◆ Problem description
Give as output the line that contains "-5,19 +5,21 @@", followed by every remaining line of the entries, unchanged and with nothing added.

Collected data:
——
PR #12668, opened 2022-05-10
refactor(nms): move fbc lib logging

Neudrino:
## Summary

- Logging is more or less a global cross cutting concern an thus deserves a top level folder.
- Depends on refactoring in https://github.com/magma/magma/pull/12656
  - The `require(...)` statements will be refactored in that PR.

## Test Plan

- `yarn run eslint . --quite`
- `docker compose build && docker compose up`


thmsschmitt (changes requested):
In retrospect moving this to `/shared` would make more sense. Sorry 😇

thmsschmitt (approved):

PR #13701, opened 2022-08-23
test(orc8r): Wait in flaky subscriberdb test

sebathomas:
## Summary

Previously the test setup was modified to make it less flaky. Unfortunately, it is still sometimes red so it might be useful to add an explicit waiting step.

See #13565 for more context.

Still happens with a 1 second sleep statement so this is probably not a good solution.
https://github.com/magma/magma/runs/7998325221

## Test Plan

Run repeatedly in the CI.

## Additional Information


sebathomas:
Still happens with a 1 second sleep statement so this is probably not a good solution.
https://github.com/magma/magma/runs/7998325221

PR #48, opened 2016-06-24
Removed `Requests` object

philwills:
Plus a few other suggested tweaks form @janua and @adamnfish


src/main/scala/com/gu/scanamo/ops/ScanamoInterpreters.scala
```diff
@@ -0,0 +1,130 @@
...
+import com.amazonaws.AmazonWebServiceRequest
+import com.amazonaws.handlers.AsyncHandler
+import com.amazonaws.services.dynamodbv2.{AmazonDynamoDB, AmazonDynamoDBAsync}
+import com.amazonaws.services.dynamodbv2.model.{UpdateItemResult, _}
+import com.gu.scanamo.request.{ScanamoDeleteRequest, ScanamoPutRequest, ScanamoUpdateRequest}
+
+import scala.concurrent.{ExecutionContext, Future, Promise}
+import scala.util.{Failure, Success}
+
+object ScanamoInterpreters {
```
adamnfish: Why not just `Interpreters`? The package tells us that it is a Scanamo thing. (I need an emoji for "this is a minor point")

src/main/scala/com/gu/scanamo/ScanamoFree.scala
```diff
@@ -1,48 +1,56 @@
...
+          new WriteRequest().withPutRequest(new PutRequest().withItem(f.write(i).getM))
+        ).asJava).asJava)
+      )
+    )
 
   def get[T](tableName: String)(key: UniqueKey[_])
     (implicit ft: DynamoFormat[T]): ScanamoOps[Option[Xor[DynamoReadError, T]]] =
     for {
-      res <- ScanamoOps.get(getRequest(tableName)(key))
+      res <- ScanamoOps.get(new GetItemRequest().withTableName(tableName).withKey(key.asAVMap.asJava))
```
janua: So just to be clear; this `new` is because we don't have `GetItemRequest` in `scanamo`... yet. Might be worth eventually adding all the verbs/requests for consistency?

philwills: I was originally trying to avoid reinventing them, but working with mutable objects when building up things like conditions was painful. I think you're right that ideally it would be more consistent.

src/main/scala/com/gu/scanamo/ops/ScanamoInterpreters.scala
philwills: Mainly because I'm addicted to IntelliJ's 'find class', which is much less fun to use if I have to worry about the package as well as the name.
 
Am willing to be convinced otherwise, but that's my rationale for preferring the duplication/verbosity.

Issue #50, opened 2016-07-14
Batch GET requests to scanamo fail with duplicate keys


lindseydew:
Currently if a 'getAll' method is called is a non distinct list this is the error we see:
AWS Error Code: ValidationException, AWS Error Message: Provided list of item keys contains duplicates

philwills:
I'm counting this as more or less fixed by #51

PR #51, opened 2016-07-18
Use Sets for bulk operations

philwills:
As noted in #50, DynamoDB assumes that bulk operations are performed on a Set. This doesn't ensure the set is of the form expected by DynamoDB, i.e. it doesn't ensure the hash/range key combination are unique, but I think it better conveys the intent.

cc @lindseydew @emma-p


emma-p:
👍

lindseydew:
Nice one 👍

PR #52, opened 2016-07-20
add format for Seq via List

paulmr:


philwills:
Thanks @paulmr, would you mind adding a test for this? I've been using [sbt-doctest](https://github.com/tkawachi/sbt-doctest#usage) primarily and it's property based tests in particular for the `DynamoFormat`s which I think has worked well.

Let me know if you need a hand with this.

paulmr:
apologies for the delay @philwills , I have now added a test for this.

philwills:
Brilliant, thanks!

PR #54, opened 2016-08-03
Update to Cats 0.7.0

travisbrown:
This updates the library to the Cats 0.7.0 snapshot, and shouldn't be merged until 0.7.0 is published. It also depends on [this Cats change](https://github.com/typelevel/cats/pull/1261), which is merged but not yet in the snapshot, so you'll have to publish the snapshot locally if you want to run the tests right now (they do pass if you do that).

I've also changed the cats dependency from `cats` to `cats-free`, since the `cats` module is [only meant to be a pedagogical convenience](https://github.com/typelevel/cats/issues/1181#issuecomment-231589592) (it pulls in test dependencies, etc.), and shouldn't be used in production.

### DIFF
--- a/build.sbt
+++ b/build.sbt
@@ -5,19 +5,21 @@ scalaVersion := "2.11.8"
 
 crossScalaVersions := Seq(scalaVersion.value, "2.10.6")
 
+resolvers += Resolver.sonatypeRepo("snapshots")
+
 libraryDependencies ++= Seq(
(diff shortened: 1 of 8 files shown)


philwills:
Lovely, thanks. 

I think when I originally pulled in Cats, it was when everything had been pulled back into a single module, but I'm happy to just depend on cats-free/cats-core now that they're split apart again.

travisbrown:
I've rebased and updated the PR for the 0.7.0 release—thanks again, @philwills.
——
◆ Answer section
@@ -5,19 +5,21 @@ scalaVersion := "2.11.8"
 
 crossScalaVersions := Seq(scalaVersion.value, "2.10.6")
 
+resolvers += Resolver.sonatypeRepo("snapshots")
+
 libraryDependencies ++= Seq(
(diff shortened: 1 of 8 files shown)


philwills:
Lovely, thanks. 

I think when I originally pulled in Cats, it was when everything had been pulled back into a single module, but I'm happy to just depend on cats-free/cats-core now that they're split apart again.

travisbrown:
I've rebased and updated the PR for the 0.7.0 release—thanks again, @philwills.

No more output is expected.